我有一个XML文件,我想用脚本映射其中的一些属性。例如:
<a>
<b attr1 = "100" attr2 = "50"/>
</a>
可能会有属性按两倍比例缩放:
<a>
<b attr1 = "200" attr2 = "100"/>
</a>
这个页面提供了一些建议来添加属性,但没有详细介绍如何将当前的属性映射到一个函数(这将使这个过程非常困难):http://www.scalaclass.com/book/export/html/1
我想到的方法是手动创建XML(非Scala)链表......类似于:
// a typical match case for running thru XML elements:
case Elem(prefix, e, attributes, scope, children @ _*) => {
var newAttribs = attributes
for(attr <- newAttribs) attr.key match {
case "attr1" => newAttribs = attribs.append(new UnprefixedAttribute("attr1", (attr.value.head.text.toFloat * 2.0f).toString, attr.next))

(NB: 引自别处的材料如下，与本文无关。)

PR #174, opened 2019-02-09
Refactor lngPathCorrector

### LINKED ISSUE #155: Change function signature for lngPathCorrector
1. Currently, the `lngPathCorrector` receives as an argument, the `i18n` object which is used only to determine a default argument for language.  However, I don't think that there's an instance where we don't know the right language to pass into `lngPathCorrector` and, in some cases (e.g. `Link`), it's better to use the `lng` prop anyway.
2. Also, the `lngPathCorrector` takes in an object with an `as` string and an `href` object, but we could easily change this to be more user-friendly by taking in an `href` object or string and, optionally, an `as` string.  If the `as` string is not provided, we can determine what it is from the `href` string/object.  Currently, we do this, but the logic for doing so is not perfomed within `lngPathCorrector` but, instead, is done in `Link`  and `appWithTranslation`.  But I think the logic belongs inside the `lngPathCorrector`.

1. Make the language a required parameter and remove the need to pass in `i18n`.
2. Have `lngPathCorrector` take in an object with the `href` string or object and, optionally, the `as` string and perform any necessary steps needed to just return the corrected `as` string and `href` object.

We could keep things the way they are, but it's better to keep all of the logic inside of `lngPathCorrector`.  Also, should we decide someday to expose this function, it's easier to use in the proposed form.

## Additional context
N/A

capellini:
Refactor lngPathCorrector to have the following signature:
```js
lngPathCorrector(
  { defaultLanguage: string, allLanguages: string[] },
  { href: object | string, as?: string },
  language: string
): { as: string, href: object }
```

Note that, to provide the greatest flexibility, I assumed that the `href` object need not contain a `query` key, if passed in by the user.  I also do some type checking to ensure that `href` is either a string or an object and `as`, if defined, is a string.

Also, in my testing, I noticed that, should a parsed `URL` object that contain both a `search` and `query` key, the `search` key string overrides any changes made to the `query` object.

```js
> const { format, parse } = require('url')
undefined

> const foo = parse('/foo?option1=value1#hash1', true)
undefined

> foo.query.lng = 'de'
'de'

> foo
Url {
  protocol: null,
  slashes: null,
  auth: null,
  host: null,
  port: null,
  hostname: null,
  hash: '#hash1',
  search: '?option1=value1',
  query: { option1: 'value1', lng: 'de' },
  pathname: '/foo',
  path: '/foo?option1=value1',
  href: '/foo?option1=value1#hash1' }

> format(foo)
'/foo?option1=value1#hash1'

> delete foo.search
true

> format(foo)
'/foo?option1=value1&lng=de#hash1'
```

Considering in past PRs we had such trouble with manipulating a string query, I opted to remove the `search` key from the `href` object, should it exist (for example, if a user passes in a `URL` object as the `href` object) and, if necessary, add a `query` object to `href`, should it not exist (for example, if a user passes in an object without the `query` object in it).  I thought that this was a better option than attempting to add `lng` to both the `query` object and the `search` string.

Resolves #155.


isaachinman:
@capellini Sorry, just getting back to this. Can you resolve the conflict?

capellini:
@isaachinman No worries.  Rebased.

isaachinman:
@capellini This looks good, not sure I have any technical feedback, actually. Did you do any manual regression testing?

capellini:
> Did you do any manual regression testing?

Yes, I did, but if you'd prefer, we can wait on this until #186 is merged, which should give us some added confidence that it works.

isaachinman:
I merged #186. Can you rebase here and force push to rerun the CI? Then we can merge this.

capellini:
Rebased.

case "attr2" => newAttribs = attribs.append(new UnprefixedAttribute("attr2", (attr.value.head.text.toFloat * 2.0f).toString, attr.next))
case _ =>
}
Elem(prefix, e, newAttribs, scope, updateSubNode(children) : _*) // set new attribs and process the child elements
}
它太丑陋,过于冗长,而且在输出中不必要地重新排列属性,这对我的当前项目很糟糕,因为有一些糟糕的客户端代码。是否有类似Scala的方法可以解决这个问题?